# REQUIRED WORK
Search the records below for "meant"; copy each line that has it.
START EXERCISE DATA
PR #272, opened 2017-04-29
Metadata caching - Parsed SQL and prepared statement handle caching

TobiasSQL:
Still a prototype, opened PR to allow for conversation.


sehrope:
If the parse cache is going to be shared across multiple connections you'll need a way to evict invalid entries. Otherwise the following will break a long running application until it restarts:

1. App executes SQL
2. SQL metadata is cached with value M1
3. DDL change on database - now SQL would parse to M2
4. Usage of cached M1 metadata leads to an exception

Step 4 would repeatedly give an error with no way to succeed till the app is bounced and the cache is reset.

One solution to this would be to have entries evicted if methods that are using the cache throw an exception. An error would still happen if the cache is out of date but at least it'd only happen once per running application. Subsequent attempts to repeat the same operation would then succeed as the next attempt would get fresh metadata.

Alternatively, having the cache be at the Statement level mostly avoids this issue as you'd only run into it if the DDL change happens in the middle of repeated usage of the same Statement. As most JDBC usage involves creating Statements and then closing them when the unit of work is complete, the errant window would be much smaller.

Breaking it out into pros / cons:

* Shared Connection Cache
    - **Pro:** Most memory efficient
    - **Pro:** Highest cache hits as shared across entire pool
    - **Con:** Requires more complicated eviction to deal with DDL changes (evict on error?)
    - **Con:** Must be thread safe (not a huge deal but still a minor con)
* Per Connection Cache
    - **Pro:** Medium memory efficiency
    - **Pro:** Medium cache hit rate as there will be reuse for pooled connections and shared across Statements.
    - **Pro:** Eviction from connection pool provides convenient place to get rid of a stale cache (i.e. just rebuild the pool)
    - **Pro:** Don't have to worry about thread safety or synchronization as Connections are only meant to be used by one Thread at a time.
    - **Con:** Requires more complicated eviction to deal with DDL changes
    - **Con:** May require time based eviction to prevent stale SQL from remaining cached forever though could defer to connection pool (e.g. configure your pool to evict connections from the pool after a max age)
* Per Statement Cache
    - **Pro:** Simplest to implement
    - **Pro:** Smallest "error window" when dealing DDL changes that should lead to cache invalidations
     - **Pro:** Don't have to worry about thread safety or synchronization as Statements are only meant to be used by one Thread at a time.
    - **Con:** Least efficient memory wise as each Statement would have its own cache.
    - **Con:** Least efficient cache hit wise as each Statement would have its own cache.
 
Note that I'm not advocating one over the other ... just providing some clarity on options. If it can be disabled via connection properties and gracefully handle errant evictions, the shared cache would likely be the best for the common case where DDL changes are not happening.

TobiasSQL:
Wow, @brettwooldridge & @sehrope, thanks for all of the feedback!

I just added a simple implementation of actual reuse of created server-side prepared statement handles. The prepared statment handle cache is currently controlled by the _SQLServerConnection.preparedStatementHandleCacheSize_SHOULD_BE_CONNECTION_STRING_PROPERTY_ field, a value > 0 means cache is on :-). This cache should further improve performance.

We now have two caches:
1. **SQLServerPreparedStatement.parsedSQLCache** (renamed per feedback) - Multi-connection/static cache. Contains metadata from parsing the SQL text on the client-side to avoid repeated parsing.
2. **SQLServerConnection.preparedStatementHandleCache** - Per connection cache. Contains prepared statement handles to be re-used. 

Trying to reply as best I can:
1. Curious on why not to take the dependency on the Guava LRU cache. Is this mainly about download size? 
2. @brettwooldridge, I renamed **preparedStatementMetadataSQLCache** to **parsedSQLCache** per request, way clearer, thanks! 
3. I don't see why the **parsedSQLCache** should not be used across connections (and be static), it is simply tracking results of parsed strings and does not rely on connection properties. The new prepared statement handle cache I added needs to be per connection.
4. @brettwooldridge, good point of the **ensureSQLSyntax()** method, will start tracking that one as well.
5. @brettwooldridge, agree on not using the SQL text as key (doing POC first). Will move to a hash in a subsequent commit.
6. @brettwooldridge, sqlCommand is the original SQL text before processing, that is what we need to build the key on. Can't find it based on the post-processed SQL string. Agree that naming of userSQL vs. sqlCommand is not clear here (userSQL in fact NOT being user-provided-SQL...)
7. @sehrope, given that the parsedSQLCache has no relationship to the server at all, all it does is track metadata related to client-side-only parsing. So it does not need to be invalidated based on what happens on the server :-) Do you think we should clarify the name further to make it clearer that it is caching related to metadata from SQL-text only parsing?

Thanks!
-Tobias

brettwooldridge:
@TobiasSQL 

Regarding the Guava dependency, a few things.
 * Yes, one is size.  That is a 2.5MB dependency for an LRU cache that can be implemented in ~100 lines of code.
 * Another is that projects using the current v6 driver (or before) cannot simply drop it in, as they will be broken without that dependency.
 * As far as I know, no other JDBC drivers allow external dependencies.  If they do in fact require them, they shade them.  Not that I am suggesting shading Guava, because of its size -- even if you only wanted the dependent graph of classes for ``Cache``.

------------------------------------------------------------------------
Regarding the static cache, I think you are correct.  As a pure parsed SQL cache, I don't see a reason not to share VM-wide.  I was thinking ahead, and injecting my own assumptions about implementation, assuming that the metadata cache would eventually be married with the parsed SQL cache.  But that is not necessarily so, clearly.

------------------------------------------------------------------------
Regarding the ``sqlCommand``, the only place it is referenced outside of the constructor is ``buildExecuteMetaData()``:
```java
988  private ResultSet buildExecuteMetaData() throws SQLServerException {
989     String fmtSQL = sqlCommand;
990     if (fmtSQL.indexOf(LEFT_CURLY_BRACKET) >= 0) {
991        fmtSQL = (new JDBCSyntaxTranslator()).translate(fmtSQL);
992     }
993  
994     ResultSet emptyResultSet = null;
995     try {
996        fmtSQL = replaceMarkerWithNull(fmtSQL);
      ...
```
But it seems the result of line ``991`` *must* be the same as ``userSQL`` in the constructor, right?
```java
199     userSQL = translator.translate(sql);
```

------------------------------------------------------------------------
Great to see the appearance of a metadata cache ... or the beginnings of one!  🎉 

I'll need a closer reading before, so take these comments with a grain of salt...

I think the prepared statement handles can be shared across Connections, right?  I believe the server-side access plans are shared across connections, so it should be possible -- assuming an access scheme keyed by the hostname/port/database like that discussed above.

I also believe that in the end, one of the biggest performance wins will come from caching the metadata returned by ``sp_prepare`` with option ``RETURN_METADATA`` along side the prepared handle.  I'm not sure, but one short-circuit location would likely be in ``buildParamTypeDefinitions()``, and another in ``buildExecuteMetaData()``.

TobiasSQL:
Thx @brettwooldridge!

For Guava your point on not being a simple drop-in replacement anymore settles it for me. Will replace :-)

Execution plans are shared across connections, and even users but prepared handles are not. They are tied to a specific connection. You can see if you try to do sp_prepare on two connections that both will get handle number 1 back. 

Grain of salt applied :-) WRT to the metadata from sp_prepare we actually never call sp_prepare. All of our drivers now call sp_prepexec instead (which always returns metadata). I.e. we don't do the prepare until the first execution and then we prepare and execute at the same time. Following executes call sp_execute. buildExecuteMetaData seems to be only used if you want metadata for a statement without executing (in fact this should be changed from using set fmtonly to sp_describe_first_result_set).

Good point on row 991! Like you say it should be changed to:
 _fmtSQL = userSQL;_

Made the change :-)

Thanks!
-Tobias

brettwooldridge:
@TobiasSQL Most Java ORMs call the equivalent of Connection.prepareStatement() followed by stmt.getParameterMetaData().  It was the poor performance of that pattern in jTDS that led to my implementing metadata caching back in the day.  However we implement the metadata caching, it is good to keep that common pattern in many NLD.

v-afrafi:
@TobiasSQL Could you please open this pr to dev branch? Thank you.

TobiasSQL:
@v-afrafi, changed to dev, thanks for noticing!

cogman:
As an alternative to Guava's cache, how about caffeine? ( https://github.com/ben-manes/caffeine ) It is a near drop-in replacement for Guava's cache,  it was written by the guy that made the original guava cache (with lessons learned), and it has a much smaller footprint in general compared to guava.

ben-manes:
A synchronized LRU is supported by Java's `LinkedHashMap` as a tiny extension, and can be written in less than 10 LOC. However, it does not perform well under concurrent workloads.

Attempting to solve that led to [ConcurrentLinkedHashMap](https://github.com/ben-manes/concurrentlinkedhashmap). This was used heavily (Cassandra, etc), and often embedded (Groovy, Camel, etc). It is small and JDK6 based.

Guava's Cache was [retrofitted](https://github.com/ben-manes/concurrentlinkedhashmap/blob/wiki/ConcurrentCachingAtGoogle.pdf) with a CLHM's design and embedding many features worked out custom decorators. This provides many best practices, such as using memoization rather than racy get-compute-put. Unfortunately its original design around soft references hindered our efforts, since we had to work within that framework rather than from a stronger foundation.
END EXERCISE DATA
# TASK RESULT
    - **Pro:** Don't have to worry about thread safety or synchronization as Connections are only meant to be used by one Thread at a time.
     - **Pro:** Don't have to worry about thread safety or synchronization as Statements are only meant to be used by one Thread at a time.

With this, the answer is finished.